OUT ON THE HILL is the official blog of the Victory Congressional Interns. Views expressed do not necessarily reflect those of LGBTQ Victory Institute. Learn more about the internship at victoryinstitute.org/vci.
Snow. I saw it for the first time. It is a wild sight coming from someone who grew up in southwest Florida. I stared at it for a long time, as this strange carpet of cold cotton stuck to my boots and my mind for the rest of the journey. After a few minutes of awe, my feet carry me in an excited jog and my ears intently listen to the sounds of the city. My heavy steps join the symphony of sirens from a motorcade rushing about as much as I am to the Capitol. I stop for a moment now seeing the marbled sight through the branches of deciduous trees whose leaves were lost from the cold. Seeing for the first time that iconic dome, now my new place of work this Spring. Capitol Hill, with all its glistening marble offices, is the same color of snow with my brain reacting in the same delighted disbelief upon seeing it. Yet there it is, and here I am.
The realization of understanding soon hit me and my face became nervous and cheeks about as white as as the Capitol too. Someone like me is not the norm in Congress. Someone like me, by many accounts, really should not have made it this far. But here I am, an openly transgender woman, now working in the hallowed halls of an institution I once only read about in social studies textbooks. It is as real as ever, and my first day working within the legislative branch is now.

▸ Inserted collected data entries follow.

PR #187, opened 2021-03-03
Specify versions

Nyholm:
The symlinks does not work properly. So we copy the same file twice which means the layer is too large for lambda.


layers/imagick/Dockerfile
```diff
@@ -59,37 +59,42 @@ COPY --from=ext /opt/bref/lib/libMagickWand-7.Q16HDRI.so.8.0.0 /opt/bref/lib/lib
...
+COPY --from=ext /usr/lib64/libidn.so.11 /opt/bref/lib/libidn.so.11
+COPY --from=ext /usr/lib64/libpaper.so.1 /opt/bref/lib/libpaper.so.1
+COPY --from=ext /usr/lib64/libopenjp2.so.7 /opt/bref/lib/libopenjp2.so.7
+
+COPY --from=ext /opt/bref/lib/libde265.so.0 /opt/bref/lib/libde265.so.0
+COPY --from=ext /opt/bref/lib/libde265.a /opt/bref/lib/libde265.a
+COPY --from=ext /opt/bref/lib/libde265.la /opt/bref/lib/libde265.la
+COPY --from=ext /opt/bref/lib/libheif.so.1 /opt/bref/lib/libheif.so.1
+COPY --from=ext /opt/bref/lib/libheif.a /opt/bref/lib/libheif.a
+COPY --from=ext /opt/bref/lib/libheif.la /opt/bref/lib/libheif.la
```
Nyholm, line 97: @victormacko

I needed these *.a and *.la files. That is why the build is green.

Nyholm:
The zipped layer is now 29MB. 

It was 19MB, after #183 it got up to 54MB.

PR #201, opened 2021-03-23
Just fixed some errors and unclear phrasing.

djzevenbergen:
I'm still a little unsure of what  Line 48: `If using a KMS it
will make it easy to globally change across numerous Lambda's the location of
a daemon, the log level or the license key if you need to change where the data
reports.` means. It seems like it's saying "If you're using a KMS and you set up your configuration to use ENVIRONMENT VARIABLES, it will be easier to globally change the location of the daemon, the log level, or the license key (if you need to change where the data reports) across multiple Lambdas.  

I'm not a SME so I'm not 100% sure what it is supposed to say, but it should maybe be clarified.

I work at New Relic - DJ Zevenbergen

### DIFF
--- a/docs/newrelic.md
+++ b/docs/newrelic.md
@@ -6,12 +6,12 @@ Install the PHP extension like any other extension. When you added the layer, yo
 need add some extra php configuration for you License Key and Daemon Address.
 The License Key should be your New Relic account License Key to ensure this app
 reports to your account. The daemon address should be the location of a remote New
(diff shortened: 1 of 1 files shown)


mnapoli:
Thanks a lot, that's definitely an improvement!

Regarding your question, I'm not 100% what the original author meant, but I think it's more: if you have multiple lambdas, you can put the values in KMS. Then if you change them in KMS, they will be changed for all lambdas referencing them.

PR #224, opened 2021-05-09
Upgrade NewRelic Agent (with PHP8 support)

starred-gijs:


starred-gijs:
Thanks for merging! Just so that I understand, this package needs a new release to make the new layer available?
Now I get `Unknown Bref extra layer named "newrelic-php-80"`

Nyholm:
Correct. Let's prepare a release now

PR #231, opened 2021-05-25
Add layer for Symfony Runtime

Nyholm:
This is not a PHP extension, but it is a "bref extra". 

Using this layer together with the `runtime/bref` package, will make Symfony 5.3 application to run with ease. 

See more at https://github.com/php-runtime/bref


mnapoli:
👍  sounds good (per https://github.com/brefphp/bref/pull/889#issuecomment-847846006)

Nyholm:
Lovely. 

Thank you for the review.

PR #256, opened 2021-07-26
Add rdkafka extension

chrisnharvey:
Added the [php-rdkafka](https://github.com/arnaud-lb/php-rdkafka) extension.

Lambda functions can be triggered by Kafka events using MSK in the Serverless framework. [See here](https://www.serverless.com/framework/docs/providers/aws/events/msk/).

I've added this extension so we can not only consume Kafka events, but produce them also which is perfect for event driven architecture that Bref is very well suited for.


Nyholm (approved):
Great idea. Thanks

PR #265, opened 2021-09-01
Updating Oracle Instant Client version and lib path

mixaster:
Verified this works in a running Lambda, connected to Oracle 19c


Nyholm:
Thank you. 

Do we need to update the test for this? Ie to make sure the updated version is working?

Nyholm:
Okej. Cool cool. Thank you for checking. 

If we can do a version check or something. Feel free to follow up this PR with that test.

PR #272, opened 2021-09-25
Add support for Tidy extension

healthierjacobsen:


Nyholm:
Thank you for this PR. 

The build fails. It seams like you need to move `libtidy-0.99.so.0` to the final image too.

healthierjacobsen:
> Thank you for this PR.
> 
> The build fails. It seams like you need to move `libtidy-0.99.so.0` to the final image too.

@Nyholm I tried adding that in but am still failing. Any other advice?

Nyholm:
That did make a difference. Look at the last 20 lines of the output. 

Now it says:
> undefined symbol: zval_used_for_init

healthierjacobsen:
> Awesome. Build is green. Are you happy with this now?

Yes, it is finally green! I feel like I understand all of this much better now. Thank you for your assistance.

PR #198, opened 2022-09-09
doc: remove documentation about direct mode

marojor:
There's no benefit in running direct mode, so remove the documentation for it. The right way of connecting to the backend is via the orchestrator agent.


balinaveen (approved):
LGTM

PR #205, opened 2022-10-31
fix: add name as required param of capture action

rbaderts:
Please review.   I figured out that a previous test run had leaked the test sysdig user resource causing subsequent acc test runs to fail.... I  will submit a PR separately which adds a Sweeper to resource_sysdig_user_test to account for this happening, but I imagine it could be a general problem and that all the test cases need this...


sysdig/resource_sysdig_secure_policy.go
```diff
@@ -107,6 +107,10 @@ func resourceSysdigSecurePolicy() *schema.Resource {
 										Required:         true,
 										ValidateDiagFunc: validateDiagFunc(validation.IntAtLeast(0)),
 									},
+									"name": {
+										Type:     schema.TypeString,
+										Required: true,
+									},
```
tembleking, line 113: By marking the new field as required, this is a breaking change for the users. They may not be expecting the need to add this kind of field. Either we make it optional, and provide a default value, or we release a new breaking Semver.

wideawakening:
please document new attributes on documentation, as it's not generated automagically 🙏🏽 
`/r/website/docs/r/secure_policy.md`

sysdig/resource_sysdig_secure_policy.go
```diff
@@ -107,6 +107,11 @@ func resourceSysdigSecurePolicy() *schema.Resource {
 										Required:         true,
 										ValidateDiagFunc: validateDiagFunc(validation.IntAtLeast(0)),
 									},
+									"name": {
+										Type:     schema.TypeString,
+										Optional: true,
+										Computed: true,
```
tembleking, line 113: AFAIK the value can be either Optional or Computed, but not both. If the user is able to specify it, it has to be Optional, if the value is filled by the provider itself (as an output parameter), then it needs to be Computed.

sysdig/resource_sysdig_secure_policy.go
```diff
@@ -225,12 +231,23 @@ func addActionsToPolicy(d *schema.ResourceData, policy *secure.Policy) {
...
 		afterEventNs := d.Get("actions.0.capture.0.seconds_after_event").(int) * 1000000000
 		beforeEventNs := d.Get("actions.0.capture.0.seconds_before_event").(int) * 1000000000
-		policy.Actions = append(policy.Actions, secure.Action{
-			Type:                 "POLICY_ACTION_CAPTURE",
-			IsLimitedToContainer: false,
-			AfterEventNs:         afterEventNs,
-			BeforeEventNs:        beforeEventNs,
-		})
+		name := d.Get("actions.0.capture.0.name").(string)
+		if len(name) <= 0 {
```
tembleking, line 235: Let's use `if name == "" {` instead to check if the value is empty.

sysdig/resource_sysdig_secure_policy.go
```diff
@@ -225,12 +231,23 @@ func addActionsToPolicy(d *schema.ResourceData, policy *secure.Policy) {
...
+			})
+		} else {
+			policy.Actions = append(policy.Actions, secure.Action{
+				Type:                 "POLICY_ACTION_CAPTURE",
+				IsLimitedToContainer: false,
+				AfterEventNs:         afterEventNs,
+				BeforeEventNs:        beforeEventNs,
+				Name:                 name,
+			})
+		}
```
tembleking, line 250: Both the if and the else are similar in case the Name is `""`, you can get rid of the if/else and just use the append.
```suggestion
		policy.Actions = append(policy.Actions, secure.Action{
			Type:                 "POLICY_ACTION_CAPTURE",
			IsLimitedToContainer: false,
			AfterEventNs:         afterEventNs,
			BeforeEventNs:        beforeEventNs,
			Name:                 name,
		})
```

tembleking (changes requested):

sysdig/resource_sysdig_secure_policy.go
rbaderts: Apparently this is not the case.   When both a property is declared Optional and Computed, the value is only computed when not provided.

https://github.com/hashicorp/terraform/issues/21278

sysdig/resource_sysdig_secure_policy.go
rbaderts: just committed your proposed change which addressed this and the previous comment

ivanlysiuk-sysdig:
@tembleking ,
are there remaining blockers on this PR to get it merged?

sysdig/resource_sysdig_secure_policy.go
tembleking: Didn't know that, thanks for pointing out

tembleking (approved):
LGTM, thanks!

hayk99 (approved):
🆗

miketnt (approved):

PR #228, opened 2022-12-19
Make capture attribute required for policy resource

jacklongsd:


sysdig/resource_sysdig_secure_policy.go
```diff
@@ -98,7 +98,7 @@ func resourceSysdigSecurePolicy() *schema.Resource {
 						},
 						"capture": {
 							Type:     schema.TypeList,
-							Optional: true,
+							Required: true,
```
kmvachhani, line 101: I believe this makes the capture block required which is not what we want. we should change the optional field on line 116 to required for just the name field

ben-m-lucas (approved):

PR #229, opened 2022-12-20
feat(secure-policy): Make capture name mandatory. Fixes #197

### LINKED ISSUE #197: Missing "Capture file name" attribute in sysdig_secure_policy
When defining a policy in the UI and enabling captures, there is a "File name" field that cannot be left empty.

The resource in the provider doesn't expose that attribute, so when a policy is created via the provider, the "File name" field is left empty, which causes the capture to fail, as it is stored locally on the agent rather than on Sysdig S3.

@lindawang-sysdig @timekillerj @garyhutchins FYI

airadier:
As described in #197 , the capture name field should be mandatory.


airadier:
Duplicate from #228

Upon arriving, I was received with the kindest welcome I could hope for in such a fast paced environment. I walked the stone halls and columned walls in wonder, with my supervisor vicariously living his own distant nostalgia through my own sparkled eyes. I adventured around the building, and as lost as I physically was in the vastness of history, I had the unique feeling that I belonged. That the work I can do for constituents, as well as for the LGBTQ+ community that has been so kind to me during my struggles, is work that I can be glad to do. But more than that, to work with pride alongside the many LGBTQ+ political nerds such as myself, as we all gradually contribute to a cause greater than ourselves in our pursuit to chisel at the lavender ceiling metaphorically above us. Even gentle expressions of who we really are can make so much of a difference in these halls. A rainbow flag was even set up outside the congressional office, the only one in our building. I smile knowing that this small task, as my first action, is the first of many in a life I hope to dedicate to the betterment of those that love freely.
The archaic beliefs that formed the cornerstones of these buildings continue to lurk in my mind. I work in a building built by slaves, and wandered as a tourist to the historical chambers where so many lost the desperate fight for human rights, and where those fights largely continue. This does not dissuade me under the realization that there have been centuries of struggle, but also centuries of progress. Where a single trans girl, such as myself, might help to carry the baton so many have passed through the centuries, and where I can surround myself with those that learned to turn their shame into pride and help me do the same with my own. It is for that reason, despite cold snow on the ground and the wind echoing a coming spring, that I have felt warmer than I ever have in Florida.